Джадд изучал ее целую минуту, потом пожал плечами и пересел на один из двух стульев с прямыми спинками, стоящих перед рабочим столом.

Джинджер медленно обошла комнату, касаясь руками вещей, которые, она знала, были дороги ее дедушке. На встроенных книжных полках стояли книги по сельскому хозяйству, фотографии в рамках и памятные предметы. Глиняная пепельница, вылепленная ею в третьем классе художественной школы, цветок из поделочной бумаги, все вещи, которые она когда-то делала ему в подарок, стояли на видных местах на полках. Воспоминания о дедушке нахлынули на нее, принеся с собой горе, которое Джинджер еще только начинала осознавать.

– Почему не может быть так, чтобы, когда кто-то умрет, у оставшихся стирались бы все воспоминания?

В ее голосе слышались слезы, которые она сдерживала все это время, с тех пор как узнала о смерти дедушки. Вплоть до этой минуты реальность его смерти по-настоящему не доходила до нее, лишь сейчас Джинджер с ужасом осознала, что деда не будет больше никогда.

Она почувствовала, что Джадд подошел и остановился позади нее.

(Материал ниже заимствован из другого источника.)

PR #6198, opened 2026-05-28
SWATCH-4796: Reset deduplication when custom threshold changes

vbusch:
Jira issue: [SWATCH-4796](https://redhat.atlassian.net/browse/SWATCH-4796)

## Description

When an org admin updates their custom utilization threshold, the deduplication
logic in notifications-backend should treat the next notification as a new event,
so the user is re-notified

- Adds `billing_account_id` to the notification event context. This field was already part of the deduplication key in notifications-backend but was never being sent, causing events for different billing accounts to collide in the
  dedup table.
- Adds a `preferences_hash` (SHA-256 of `OrgUtilizationPreference.lastUpdated`)   to the event context for `exceeded-custom-utilization-threshold` events only.   When the threshold changes, `lastUpdated` changes, the hash changes, and the  deduplication key in notifications-backend becomes distinct — resetting
  deduplication for that org.

[SWATCH-4796]: https://redhat.atlassian.net/browse/SWATCH-4796?atlOrigin=eyJpIjoiNWRkNTljNzYxNjVmNDY3MDlhMDU5Y2ZhYzA5YTRkZjUiLCJwIjoiZ2l0aHViLWNvbS1KU1cifQ

### DIFF
--- a/docs/integration-test-plans/Notification Service Integration Test Plan.md
+++ b/docs/integration-test-plans/Notification Service Integration Test Plan.md
@@ -77,21 +77,6 @@ Limitation:
    - Deduplication fires for identical `product + metric + SLA + usage` combo.
    - A new notification is produced when SLA changes and when usage changes, confirming both are part of the deduplication key.
 
-## stage-notification-deduplication-TC003
-
-1. **Description:** Exercises the **preferences_hash** element of the deduplication key for custom threshold notifications. Updating the custom utilization threshold changes the `preferences_hash` embedded in the event, causing the deduplication key to differ so the user is re-notified even if the same utilization level was already notified this month.
-2. **Setup:**
-   - The organization is opted-in for custom threshold notifications (`exceeded-custom-utilization-threshold` event type).
-   - The organization has set a custom threshold at a value below current usage (e.g., 80% with usage at 85%).
-   - The organization has already received a custom threshold notification this calendar month.
-3. **Actions and Verifications (in sequence):**
-   1. Trigger the utilization sync job → verify first custom threshold notification is received with a non-null `preferences_hash` in the context.
-   2. Trigger the utilization sync job again (same usage, same threshold) → assert **no new notification** is received (deduplication suppresses the duplicate).
-   3. Update the custom threshold to a different value that is still below current usage (e.g., 79%) → trigger the sync → verify **a new notification is received** and its `preferences_hash` differs from the first notification's hash.
-4. **Expected Result:**
-   - Deduplication suppresses notifications when the custom threshold configuration is unchanged.
-   - A new notification is delivered after the threshold is updated, confirming that the `preferences_hash` change resets the deduplication key.
-
 ## test_over_usage_notification_requires_payg_sla_aligned_with_offering
 
 1. **Description:** Over-usage notifications for PAYG products require that the SLA of the PAYG usage aligns with the contract offering's SLA. Usage at a mismatched SLA tier must not trigger an alert, even if the volume exceeds capacity.
--- a/docs/integration-test-plans/Notification Service Integration Test Plan.md
+++ b/docs/integration-test-plans/Notification Service Integration Test Plan.md
@@ -77,6 +77,21 @@ Limitation:
    - Deduplication fires for identical `product + metric + SLA + usage` combo.
    - A new notification is produced when SLA changes and when usage changes, confirming both are part of the deduplication key.
 
+## stage-notification-deduplication-TC003
+
+1. **Description:** Exercises the **preferences_hash** element of the deduplication key for custom threshold notifications. Updating the custom utilization threshold changes the `preferences_hash` embedded in the event, causing the deduplication key to differ so the user is re-notified even if the same utilization level was already notified this month.
+2. **Setup:**
+   - The organization is opted-in for custom threshold notifications (`exceeded-custom-utilization-threshold` event type).
+   - The organization has set a custom threshold at a value below current usage (e.g., 80% with usage at 85%).
+   - The organization has already received a custom threshold notification this calendar month.
+3. **Actions and Verifications (in sequence):**
+   1. Trigger the utilization sync job → verify first custom threshold notification is received with a non-null `preferences_hash` in the context.
+   2. Trigger the utilization sync job again (same usage, same threshold) → assert **no new notification** is received (deduplication suppresses the duplicate).
+   3. Update the custom threshold to a different value that is still below current usage (e.g., 79%) → trigger the sync → verify **a new notification is received** and its `preferences_hash` differs from the first notification's hash.
+4. **Expected Result:**
+   - Deduplication suppresses notifications when the custom threshold configuration is unchanged.
+   - A new notification is delivered after the threshold is updated, confirming that the `preferences_hash` change resets the deduplication key.
+
 ## test_over_usage_notification_requires_payg_sla_aligned_with_offering
 
 1. **Description:** Over-usage notifications for PAYG products require that the SLA of the PAYG usage aligns with the contract offering's SLA. Usage at a mismatched SLA tier must not trigger an alert, even if the volume exceeds capacity.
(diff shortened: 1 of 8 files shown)


swatch-utilization/src/main/java/com/redhat/swatch/utilization/service/BaseThresholdUtilizationHandlerService.java
```diff
@@ -172,21 +172,32 @@ private Action buildNotificationAction(
...
 
     if (isServiceLevelSet(payload.getSla())) {
       builder.withAdditionalProperty("service_level", payload.getSla().value());
     }
     if (isUsageSet(payload.getUsage())) {
       builder.withAdditionalProperty("usage", payload.getUsage().value());
     }
+    if (payload.getBillingAccountId() != null && !payload.getBillingAccountId().isEmpty()) {
+      builder.withAdditionalProperty("billing_account_id", payload.getBillingAccountId());
+    }
```
vbusch, line 200: billing_account_id needs to be included. It is being used in: https://github.com/vbusch/notifications-backend/blob/master/engine/src/main/java/com/redhat/cloud/notifications/events/deduplication/SubscriptionsDeduplicationConfig.java#L56

swatch-utilization/src/main/java/com/redhat/swatch/utilization/service/CustomThresholdUtilizationHandlerService.java
```diff
@@ -91,7 +89,21 @@ protected String metricName() {
     return CUSTOM_THRESHOLD_METRIC;
   }
 
-  static String hashLastUpdated(OffsetDateTime lastUpdated) {
-    return DigestUtils.sha256Hex(lastUpdated.toString());
+  @Override
+  protected void addAdditionalContextProperties(
+      Context.ContextBuilder builder, UtilizationSummary payload, MetricId metricId) {
+    preferenceRepository
```
Sgitario: this runs an additional SQL query when the value is already loaded in https://github.com/RedHatInsights/rhsm-subscriptions/pull/6198/changes#diff-d35d77d12aa49fc35c392333beb3576a3b4e0efc80135f7b9fef2aceddcc4065R50

swatch-utilization/src/main/java/com/redhat/swatch/utilization/service/CustomThresholdUtilizationHandlerService.java
```diff
@@ -91,7 +89,21 @@ protected String metricName() {
...
+        .getPreferences(payload.getOrgId())
+        .ifPresent(
+            preference -> {
+              String preferencesHash =
+                  computePreferencesHash(
+                      preference.getCustomThreshold(), preference.getLastUpdated());
```
Sgitario: is this change really necessary? when the custom threshold is updated, the last uptaded column is also updated, causing the reset of the dedup logic

Sgitario (changes requested):

swatch-utilization/src/main/java/com/redhat/swatch/utilization/service/CustomThresholdUtilizationHandlerService.java
vbusch: I changed it to pass the parameter in.  much better.  thank you.

swatch-utilization/src/main/java/com/redhat/swatch/utilization/service/CustomThresholdUtilizationHandlerService.java
vbusch: This is needed to have the event during the threshold evaluation.  But it wasn't necessary to add the CustomThreshold as part of the hash.  So I have made the update to remove that parameter.

swatch-utilization/src/main/java/com/redhat/swatch/utilization/service/CustomThresholdUtilizationHandlerService.java
```diff
@@ -91,7 +97,16 @@ protected String metricName() {
...
+      Context.ContextBuilder builder, UtilizationSummary payload, MetricId metricId, Event event) {
+    String hash = (String) event.getMetadata().getAdditionalProperties().get(PREFERENCES_HASH);
+    if (hash != null) {
+      builder.withAdditionalProperty(PREFERENCES_HASH, hash);
+    }
+  }
+
+  static String computePreferencesHash(OffsetDateTime lastUpdated) {
     return DigestUtils.sha256Hex(lastUpdated.toString());
   }
```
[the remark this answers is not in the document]
vbusch: lastUpdated should never be null.  The flow will prevent this.  And if it is null, the hash won't work.  It is impossible to get the null, so seeing the nullpointer error, would let us know there is a problem.

swatch-utilization/src/main/java/com/redhat/swatch/utilization/service/CustomThresholdUtilizationHandlerService.java
```diff
@@ -68,8 +72,10 @@ protected Optional<Event> evaluateThreshold(
           String.format(PERCENT_FORMAT, utilizationPercent),
           threshold);
       var event = buildEvent(utilizationPercent);
-      String lastUpdatedHash = hashLastUpdated(preference.getLastUpdated());
-      event.getPayload().getAdditionalProperties().put("last_updated_hash", lastUpdatedHash);
+      event
+          .getMetadata()
+          .getAdditionalProperties()
+          .put(PREFERENCES_HASH, computePreferencesHash(preference.getLastUpdated()));
```
Sgitario: why not simplying setting the additional property here? the logic seems more complicated now.

swatch-utilization/TEST_PLAN.md
```diff
@@ -552,3 +552,21 @@ Additional cases can be added under the same `utilization-notifications-featuref
     - Both notifications are sent. The two notification types are independent (neither suppresses the other)
     - One custom threshold notification with `severity` `MODERATE`
     - One over-usage notification with `severity` `IMPORTANT`
+
+**custom-threshold-TC006 - Preferences hash changes when custom threshold is updated**
```
Sgitario: since we're not adding logic changes finally, is this new test plan necessary?

Sgitario (changes requested):

swatch-utilization/src/main/java/com/redhat/swatch/utilization/service/CustomThresholdUtilizationHandlerService.java
vbusch: It is more complicated because of the timing.  I need to wait for buildContext to run before the context is available.

swatch-utilization/TEST_PLAN.md
vbusch: removed it.

docs/integration-test-plans/Notification Service Integration Test Plan.md
```diff
@@ -77,6 +77,21 @@ Limitation:
    - Deduplication fires for identical `product + metric + SLA + usage` combo.
    - A new notification is produced when SLA changes and when usage changes, confirming both are part of the deduplication key.
 
+## stage-notification-deduplication-TC003
```
Sgitario: adding the test plan now makes me think that the plan is to implement this test as part of this ticket.
however, there is another ticket for doing this: https://redhat.atlassian.net/browse/SWATCH-4843

I would remove this new test plan for now (and maybe adding it in the description of SWATCH-4843 instead).

Sgitario (changes requested):
Apart from my comment in the integration test plan.
I've added a new commit: https://github.com/RedHatInsights/rhsm-subscriptions/pull/6198/changes/fca1c8318bcc692989ca2ad48ab0bafc00ce214e that eliminates the need to building the event in two places: one for the payload and another method for the context; and the workaround to pass data in the payload.

The refactor introduces an internal HandlerEvent DTO with three explicit buckets:
- payload → notification Event payload
- additionalContext → notification Action context
- metadata → notification Event metadata

The base class owns the mapping to the Cloud Notifications ingress model; subclasses only populate the DTO.

Let me know what you think about these changes.

docs/integration-test-plans/Notification Service Integration Test Plan.md
vbusch: Removed.

Sgitario (approved):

– Ты тоскуешь по нему, – мягко сказал он.

Джинджер повернулась лицом к Джадду, горе сопровождалось таким накалом эмоций, что ей стало страшно.

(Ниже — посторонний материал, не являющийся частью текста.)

PR #6210, opened 2026-06-01
SWATCH-4803: Refactor custom threshold handler logic

Sgitario:
Jira issue: SWATCH-4803

## Description
Refactors custom utilization threshold handling to go through `OrgPreferencesService` and treat persisted org preferences as opt-in via `last_updated`. 

These changes centralize the preference logic, align the notification handler with the API contract (`last_updated` = configured org), and hardens against corrupt threshold data in the database.

- Expose `last_updated` on org preferences GET/POST when the org has saved preferences; omit it when returning the system default.
- Validate stored thresholds (0–100); on invalid values, log a warning and evaluate notifications using `ORG_PREFERENCE_DEFAULT_THRESHOLD`.
- Update OpenAPI, component tests, unit tests, and TEST_PLAN for the new behavior.

### DIFF
--- a/swatch-utilization/TEST_PLAN.md
+++ b/swatch-utilization/TEST_PLAN.md
@@ -403,11 +403,11 @@ Additional cases can be added under the same `utilization-notifications-featuref
 - **Verification**:
     - Verify response status code is 200
     - Verify response contains custom_threshold field
-    - Verify response last_updated is absent (field omitted; org has no persisted preferences)
+    - Verify response last_modified is absent (field omitted; org has no persisted preferences)
 - **Expected Result**:
     - HTTP 200 response
     - Response contains custom_threshold matching system default (ORG_PREFERENCE_DEFAULT_THRESHOLD config property)
-    - last_updated is absent (omitted from response body)
+    - last_modified is absent (omitted from response body)
 
 **org-preferences-TC002 - Update organization threshold preferences**
 
@@ -419,11 +419,11 @@ Additional cases can be added under the same `utilization-notifications-featuref
 - **Verification**:
     - Verify response status code is 200
     - Verify response contains the persisted custom_threshold value
-    - Verify response contains last_updated (UTC timestamp of persistence)
+    - Verify response contains last_modified (UTC timestamp of persistence)
 - **Expected Result**:
     - HTTP 200 response
     - Response custom_threshold matches the value from request body
-    - Response last_updated is present and matches the value returned by subsequent GET
+    - Response last_modified is present and matches the value returned by subsequent GET
 
 **org-preferences-TC003 - Retrieve custom threshold after update**
 
@@ -436,11 +436,11 @@ Additional cases can be added under the same `utilization-notifications-featuref
 - **Verification**:
     - Verify GET response status code is 200
     - Verify GET response contains the previously configured custom_threshold
-    - Verify GET response contains last_updated
+    - Verify GET response contains last_modified
 - **Expected Result**:
     - HTTP 200 response
     - Response custom_threshold matches the value set in previous POST request (not the system default)
-    - Response last_updated is present
+    - Response last_modified is present
 
 **org-preferences-TC004 - Update existing custom threshold**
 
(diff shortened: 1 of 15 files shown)


swatch-utilization/src/test/java/com/redhat/swatch/utilization/service/CustomThresholdUtilizationHandlerServiceTest.java
```diff
@@ -181,9 +180,27 @@ void shouldSendNotification_whenUsageIsOverCapacity() {
...
+    whenCheckSummary(summary);
+
+    verify(notificationsProducer, times(1))
+        .produce(argThat(action -> EVENT_TYPE.equals(action.getEventType())));
+    verify(orgPreferencesService, atLeastOnce()).getDefaultThreshold();
+    assertEquals(EXPECTED_SINGLE_INCREMENT, getCounterValue(PAYG_PRODUCT_ID, CORES_METRIC_ID));
+  }
+
   @Test
   void shouldNotSendNotification_whenNoOrgPreferenceExists() {
```
Mantzounis: I think this is kind of misleading now since the opt-in is now based on lastUpdated being null and not no DB row, maybe whenOrgHasNoPersistedPreferences

swatch-utilization/TEST_PLAN.md
```diff
@@ -477,6 +485,7 @@ Additional cases can be added under the same `utilization-notifications-featuref
 - **Expected Result**:
     - HTTP 200 response for both 0 and 100 threshold values
     - Response custom_threshold matches request value
+    - Response last_updated is present for each successful POST
```
Mantzounis: Based on this TC006 should assert that last_updated is present but that is not currently the case.

Mantzounis (changes requested):
With the changes in this PR this is now dead code.

https://github.com/RedHatInsights/rhsm-subscriptions/blob/main/swatch-utilization/src/main/java/com/redhat/swatch/utilization/data/OrgUtilizationPreferenceRepository.java#L33

swatch-utilization/src/test/java/com/redhat/swatch/utilization/service/CustomThresholdUtilizationHandlerServiceTest.java
Sgitario: +1 renamed

swatch-utilization/TEST_PLAN.md
Sgitario: readded this check

Sgitario:
@Mantzounis please, can you take another look to these changes? Additionally to your comments, I fixed the conflicts with main and added a new commit to address some missing places where we are still using last updated instead of last modified name.

swatch-utilization/src/main/java/com/redhat/swatch/utilization/service/OrgPreferencesService.java
```diff
@@ -68,9 +77,11 @@ public OrgPreferencesResponse updateOrgPreferences(String orgId, OrgPreferencesR
     log.info("Updating utilization preference orgId={}", orgId);
     var entity = getOrCreateOrgPreferenceEntity(orgId);
     entity.setCustomThreshold(request.getCustomThreshold());
-    repository.persist(entity);
+    // using persist and flush, so the current_modified column is populated
```
Mantzounis: typo: this should be last_modified.

swatch-utilization/src/test/java/com/redhat/swatch/utilization/service/OrgPreferencesServiceTest.java
Mantzounis: since we are now explicitly calling repository.persistAndFlush(entity); the testname here is misleading, we should remove withoutpersist and maybe add verification.

Mantzounis, line 48: we could add assertNull(response.getLastModified()); here but feel free to ignore this since CT covers the real path.

Mantzounis (changes requested):

swatch-utilization/src/main/java/com/redhat/swatch/utilization/service/OrgPreferencesService.java
Sgitario: fixed

swatch-utilization/src/test/java/com/redhat/swatch/utilization/service/OrgPreferencesServiceTest.java
Sgitario: `persistAndFlush` is an implementation detail and it should not be mentioned in the test name. For avoid misunderstandings, I renamed the test name to `whenPreferenceExists_updatesThreshold`.

Sgitario: no, because we're mocking the repository and hence we're not exercising the real database interaction and this field will be always null.

Mantzounis (approved):
lgtm!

– Конечно, тоскую! – воскликнула она, выпустив на волю то чувство, которое сумела вычленить из вихря эмоций, – ярость. – Я любила его, но что ты знаешь об этом? Ты-то не любил его: все, что ты хотел, – это заполучить ферму.

– Ах ты, дрянь! – грубо сказал Джадд, прижав ее спиной к книжным полкам. – Избалованная, бессердечная девчонка! Ты думаешь, только ты страдаешь? Только ты любишь? А тебе не приходит в голову, что твоего деда мог любить и кто-то другой?

Джинджер посмотрела в его глаза, сверкавшие яростью. Но за яростью Джинджер увидела глубокое страдание, и это противоречило всему, что она думала о нем. Она не хотела этого замечать, не хотела признавать, что Джадд любит ее дедушку и горюет о нем. Не хотела считать Джадда таким человечным.

Подавляя рвущийся наружу крик, она оттолкнула его: ей нужно было убежать. В смятении Джинджер вылетела из дома, не обращая внимания на грозу, которая сейчас была в самом разгаре.